▶ **EXERCISE OBJECTIVE**: Which lines of the listing hold the string "point"? Show each of them.

▶ **DATA TO EXAMINE**:
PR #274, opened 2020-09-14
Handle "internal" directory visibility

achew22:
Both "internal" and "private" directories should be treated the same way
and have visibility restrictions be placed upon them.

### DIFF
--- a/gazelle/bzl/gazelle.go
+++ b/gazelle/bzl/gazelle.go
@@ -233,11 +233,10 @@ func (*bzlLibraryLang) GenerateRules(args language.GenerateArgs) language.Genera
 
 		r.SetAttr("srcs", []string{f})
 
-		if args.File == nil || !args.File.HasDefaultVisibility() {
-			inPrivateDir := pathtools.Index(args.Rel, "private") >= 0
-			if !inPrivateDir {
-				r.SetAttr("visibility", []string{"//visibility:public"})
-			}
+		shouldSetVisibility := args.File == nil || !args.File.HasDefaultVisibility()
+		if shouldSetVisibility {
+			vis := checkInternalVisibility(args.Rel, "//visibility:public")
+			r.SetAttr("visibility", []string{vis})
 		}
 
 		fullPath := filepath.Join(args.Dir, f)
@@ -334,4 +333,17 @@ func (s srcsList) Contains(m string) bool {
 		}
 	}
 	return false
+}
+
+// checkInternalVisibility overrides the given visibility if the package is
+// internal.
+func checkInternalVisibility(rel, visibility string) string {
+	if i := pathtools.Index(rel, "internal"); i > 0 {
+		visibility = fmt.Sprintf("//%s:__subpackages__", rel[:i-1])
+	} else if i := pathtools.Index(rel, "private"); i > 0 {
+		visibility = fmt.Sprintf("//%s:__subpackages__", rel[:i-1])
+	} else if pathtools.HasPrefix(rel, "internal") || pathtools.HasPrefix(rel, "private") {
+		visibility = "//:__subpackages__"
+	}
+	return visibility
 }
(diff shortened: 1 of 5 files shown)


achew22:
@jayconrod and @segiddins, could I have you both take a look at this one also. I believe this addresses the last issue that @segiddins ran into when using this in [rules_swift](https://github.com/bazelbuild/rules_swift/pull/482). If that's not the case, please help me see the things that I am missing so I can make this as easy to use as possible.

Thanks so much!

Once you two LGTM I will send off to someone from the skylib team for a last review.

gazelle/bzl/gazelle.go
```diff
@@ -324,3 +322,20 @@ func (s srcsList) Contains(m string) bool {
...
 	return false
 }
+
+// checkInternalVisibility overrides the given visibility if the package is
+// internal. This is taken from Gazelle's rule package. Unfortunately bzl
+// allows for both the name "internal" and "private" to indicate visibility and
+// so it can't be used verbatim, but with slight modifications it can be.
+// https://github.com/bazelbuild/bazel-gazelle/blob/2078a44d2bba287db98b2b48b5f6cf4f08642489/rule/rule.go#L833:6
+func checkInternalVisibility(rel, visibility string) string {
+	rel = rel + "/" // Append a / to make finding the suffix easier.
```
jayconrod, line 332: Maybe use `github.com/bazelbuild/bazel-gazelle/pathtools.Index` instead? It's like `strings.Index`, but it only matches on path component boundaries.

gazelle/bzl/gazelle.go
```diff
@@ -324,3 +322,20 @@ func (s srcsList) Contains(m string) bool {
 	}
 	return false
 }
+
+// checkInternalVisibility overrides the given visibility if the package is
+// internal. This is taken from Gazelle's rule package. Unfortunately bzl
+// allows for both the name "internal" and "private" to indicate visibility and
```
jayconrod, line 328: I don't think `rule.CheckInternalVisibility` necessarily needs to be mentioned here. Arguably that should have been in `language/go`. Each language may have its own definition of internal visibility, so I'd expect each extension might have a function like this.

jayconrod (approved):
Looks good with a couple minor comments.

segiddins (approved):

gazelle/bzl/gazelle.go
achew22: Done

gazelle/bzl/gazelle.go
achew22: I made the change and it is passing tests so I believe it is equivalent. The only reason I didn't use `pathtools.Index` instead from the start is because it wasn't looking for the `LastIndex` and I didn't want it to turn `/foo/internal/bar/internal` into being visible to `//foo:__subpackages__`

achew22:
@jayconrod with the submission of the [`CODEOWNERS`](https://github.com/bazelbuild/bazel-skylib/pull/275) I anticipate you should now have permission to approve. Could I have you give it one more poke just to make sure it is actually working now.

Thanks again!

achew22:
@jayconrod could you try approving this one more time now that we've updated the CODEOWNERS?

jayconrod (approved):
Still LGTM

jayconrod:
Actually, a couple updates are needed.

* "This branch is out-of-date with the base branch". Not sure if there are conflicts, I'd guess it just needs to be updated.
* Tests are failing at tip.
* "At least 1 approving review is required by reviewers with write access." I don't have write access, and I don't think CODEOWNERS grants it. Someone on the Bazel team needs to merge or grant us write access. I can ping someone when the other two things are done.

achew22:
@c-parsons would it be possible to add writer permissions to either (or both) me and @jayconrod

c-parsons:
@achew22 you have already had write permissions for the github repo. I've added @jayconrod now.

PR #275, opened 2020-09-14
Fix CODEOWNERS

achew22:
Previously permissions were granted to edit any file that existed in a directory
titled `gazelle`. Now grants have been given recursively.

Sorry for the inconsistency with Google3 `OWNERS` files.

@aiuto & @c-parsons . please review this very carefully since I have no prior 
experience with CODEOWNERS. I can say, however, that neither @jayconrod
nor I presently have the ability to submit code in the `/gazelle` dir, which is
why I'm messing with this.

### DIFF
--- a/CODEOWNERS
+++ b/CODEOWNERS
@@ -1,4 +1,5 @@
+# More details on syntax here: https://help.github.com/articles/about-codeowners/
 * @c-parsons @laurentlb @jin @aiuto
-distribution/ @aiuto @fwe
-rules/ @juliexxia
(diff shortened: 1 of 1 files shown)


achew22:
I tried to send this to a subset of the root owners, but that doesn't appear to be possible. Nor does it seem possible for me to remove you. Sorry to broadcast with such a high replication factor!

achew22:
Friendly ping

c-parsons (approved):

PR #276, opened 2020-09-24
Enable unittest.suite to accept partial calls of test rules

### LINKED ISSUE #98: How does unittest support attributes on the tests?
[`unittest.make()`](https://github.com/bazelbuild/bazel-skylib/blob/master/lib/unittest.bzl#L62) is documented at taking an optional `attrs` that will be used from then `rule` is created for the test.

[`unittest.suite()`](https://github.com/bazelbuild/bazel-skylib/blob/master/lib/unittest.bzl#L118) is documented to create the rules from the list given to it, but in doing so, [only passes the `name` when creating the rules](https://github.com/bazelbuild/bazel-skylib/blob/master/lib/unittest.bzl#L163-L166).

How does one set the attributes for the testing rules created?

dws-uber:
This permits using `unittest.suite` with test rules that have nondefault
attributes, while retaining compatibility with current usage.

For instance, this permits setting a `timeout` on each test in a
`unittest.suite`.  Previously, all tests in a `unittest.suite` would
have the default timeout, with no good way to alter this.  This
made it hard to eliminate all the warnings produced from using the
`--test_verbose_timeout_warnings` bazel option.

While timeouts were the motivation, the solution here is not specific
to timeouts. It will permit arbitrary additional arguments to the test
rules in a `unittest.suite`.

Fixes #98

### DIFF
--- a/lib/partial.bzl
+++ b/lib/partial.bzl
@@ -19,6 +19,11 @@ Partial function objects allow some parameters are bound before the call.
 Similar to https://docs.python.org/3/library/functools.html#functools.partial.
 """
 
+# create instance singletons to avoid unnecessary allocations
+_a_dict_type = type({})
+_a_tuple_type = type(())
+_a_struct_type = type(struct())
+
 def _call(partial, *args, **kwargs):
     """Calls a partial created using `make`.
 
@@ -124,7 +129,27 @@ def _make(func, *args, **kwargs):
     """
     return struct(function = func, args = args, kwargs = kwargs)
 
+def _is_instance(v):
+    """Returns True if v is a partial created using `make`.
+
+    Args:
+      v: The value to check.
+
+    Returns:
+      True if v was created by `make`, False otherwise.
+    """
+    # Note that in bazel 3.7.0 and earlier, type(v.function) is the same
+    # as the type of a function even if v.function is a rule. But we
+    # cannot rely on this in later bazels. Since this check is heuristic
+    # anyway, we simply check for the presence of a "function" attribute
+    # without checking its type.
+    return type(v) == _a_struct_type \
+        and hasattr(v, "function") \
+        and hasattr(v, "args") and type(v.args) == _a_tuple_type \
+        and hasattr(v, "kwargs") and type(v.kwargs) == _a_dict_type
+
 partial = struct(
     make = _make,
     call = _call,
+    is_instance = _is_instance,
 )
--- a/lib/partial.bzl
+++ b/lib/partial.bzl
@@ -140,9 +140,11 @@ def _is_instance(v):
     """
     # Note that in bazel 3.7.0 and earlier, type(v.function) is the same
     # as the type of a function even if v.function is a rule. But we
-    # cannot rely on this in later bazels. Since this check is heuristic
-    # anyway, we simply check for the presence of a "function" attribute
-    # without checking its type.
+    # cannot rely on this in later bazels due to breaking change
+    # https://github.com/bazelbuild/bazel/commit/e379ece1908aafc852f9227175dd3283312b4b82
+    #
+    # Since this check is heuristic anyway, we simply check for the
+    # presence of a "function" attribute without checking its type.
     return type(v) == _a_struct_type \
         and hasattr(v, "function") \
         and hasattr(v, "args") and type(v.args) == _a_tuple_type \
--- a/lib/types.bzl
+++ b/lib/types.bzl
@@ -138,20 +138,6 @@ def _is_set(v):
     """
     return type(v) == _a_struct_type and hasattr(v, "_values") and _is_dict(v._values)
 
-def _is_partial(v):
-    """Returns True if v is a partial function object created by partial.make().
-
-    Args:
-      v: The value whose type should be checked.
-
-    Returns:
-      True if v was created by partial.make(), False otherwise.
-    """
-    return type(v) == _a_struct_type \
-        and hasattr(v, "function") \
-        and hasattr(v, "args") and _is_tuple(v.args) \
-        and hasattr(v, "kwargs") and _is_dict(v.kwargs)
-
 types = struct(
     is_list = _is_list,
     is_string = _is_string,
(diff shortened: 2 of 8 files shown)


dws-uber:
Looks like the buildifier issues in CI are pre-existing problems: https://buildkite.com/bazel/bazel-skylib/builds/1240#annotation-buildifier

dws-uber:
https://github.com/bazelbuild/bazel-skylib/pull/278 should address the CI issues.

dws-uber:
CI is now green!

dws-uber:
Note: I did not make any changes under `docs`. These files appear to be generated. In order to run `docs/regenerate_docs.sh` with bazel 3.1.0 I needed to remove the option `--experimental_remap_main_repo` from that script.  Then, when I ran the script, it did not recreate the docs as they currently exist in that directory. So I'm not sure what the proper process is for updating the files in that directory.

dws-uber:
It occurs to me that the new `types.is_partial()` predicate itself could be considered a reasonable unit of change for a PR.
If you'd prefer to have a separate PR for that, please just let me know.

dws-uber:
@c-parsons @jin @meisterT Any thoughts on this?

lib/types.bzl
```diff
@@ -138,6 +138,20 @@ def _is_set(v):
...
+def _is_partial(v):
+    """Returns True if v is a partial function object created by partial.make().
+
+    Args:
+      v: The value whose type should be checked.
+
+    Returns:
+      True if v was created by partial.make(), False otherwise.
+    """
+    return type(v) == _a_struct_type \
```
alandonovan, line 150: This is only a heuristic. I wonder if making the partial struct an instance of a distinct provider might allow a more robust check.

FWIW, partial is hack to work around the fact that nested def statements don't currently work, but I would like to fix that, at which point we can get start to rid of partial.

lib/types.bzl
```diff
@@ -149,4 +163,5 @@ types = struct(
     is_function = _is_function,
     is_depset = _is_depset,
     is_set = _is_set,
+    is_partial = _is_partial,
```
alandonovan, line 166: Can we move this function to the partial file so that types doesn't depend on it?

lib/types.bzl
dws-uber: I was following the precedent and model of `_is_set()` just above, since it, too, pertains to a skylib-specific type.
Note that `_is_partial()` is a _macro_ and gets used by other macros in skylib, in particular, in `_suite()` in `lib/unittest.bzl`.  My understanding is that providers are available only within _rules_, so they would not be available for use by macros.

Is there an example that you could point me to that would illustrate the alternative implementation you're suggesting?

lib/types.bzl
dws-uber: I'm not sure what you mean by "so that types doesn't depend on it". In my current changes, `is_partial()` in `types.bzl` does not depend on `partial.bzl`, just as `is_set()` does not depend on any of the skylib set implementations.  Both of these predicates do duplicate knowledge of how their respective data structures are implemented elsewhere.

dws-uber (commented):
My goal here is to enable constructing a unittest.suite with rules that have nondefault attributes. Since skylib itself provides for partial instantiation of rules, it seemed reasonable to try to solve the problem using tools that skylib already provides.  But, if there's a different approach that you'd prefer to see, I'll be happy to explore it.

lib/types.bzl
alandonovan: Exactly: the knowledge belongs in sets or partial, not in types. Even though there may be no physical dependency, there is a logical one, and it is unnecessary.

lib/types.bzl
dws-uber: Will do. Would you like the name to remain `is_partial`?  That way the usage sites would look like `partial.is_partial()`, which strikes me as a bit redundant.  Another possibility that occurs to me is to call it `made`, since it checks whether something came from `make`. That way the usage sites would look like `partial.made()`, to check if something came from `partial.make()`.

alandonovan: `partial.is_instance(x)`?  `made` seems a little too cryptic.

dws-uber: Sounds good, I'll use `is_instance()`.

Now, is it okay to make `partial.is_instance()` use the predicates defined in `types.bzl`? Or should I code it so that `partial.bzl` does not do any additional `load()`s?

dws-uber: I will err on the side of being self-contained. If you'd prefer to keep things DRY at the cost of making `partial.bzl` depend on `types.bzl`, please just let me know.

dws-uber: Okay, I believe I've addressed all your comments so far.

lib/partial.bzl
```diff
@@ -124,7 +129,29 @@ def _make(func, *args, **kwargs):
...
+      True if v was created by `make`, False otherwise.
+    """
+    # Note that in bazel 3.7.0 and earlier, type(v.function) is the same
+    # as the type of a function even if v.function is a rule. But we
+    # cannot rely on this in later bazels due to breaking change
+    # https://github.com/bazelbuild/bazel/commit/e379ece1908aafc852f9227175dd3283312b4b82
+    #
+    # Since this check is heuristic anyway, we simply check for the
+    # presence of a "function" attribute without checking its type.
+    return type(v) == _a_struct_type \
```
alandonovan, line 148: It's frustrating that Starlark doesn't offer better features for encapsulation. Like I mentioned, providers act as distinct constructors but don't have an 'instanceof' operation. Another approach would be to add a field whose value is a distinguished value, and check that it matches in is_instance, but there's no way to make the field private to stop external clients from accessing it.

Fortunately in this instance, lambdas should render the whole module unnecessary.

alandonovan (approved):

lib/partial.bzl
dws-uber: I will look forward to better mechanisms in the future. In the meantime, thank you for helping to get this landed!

▶ **TASK OUTPUT**:
FWIW, partial is hack to work around the fact that nested def statements don't currently work, but I would like to fix that, at which point we can get start to rid of partial.
Is there an example that you could point me to that would illustrate the alternative implementation you're suggesting?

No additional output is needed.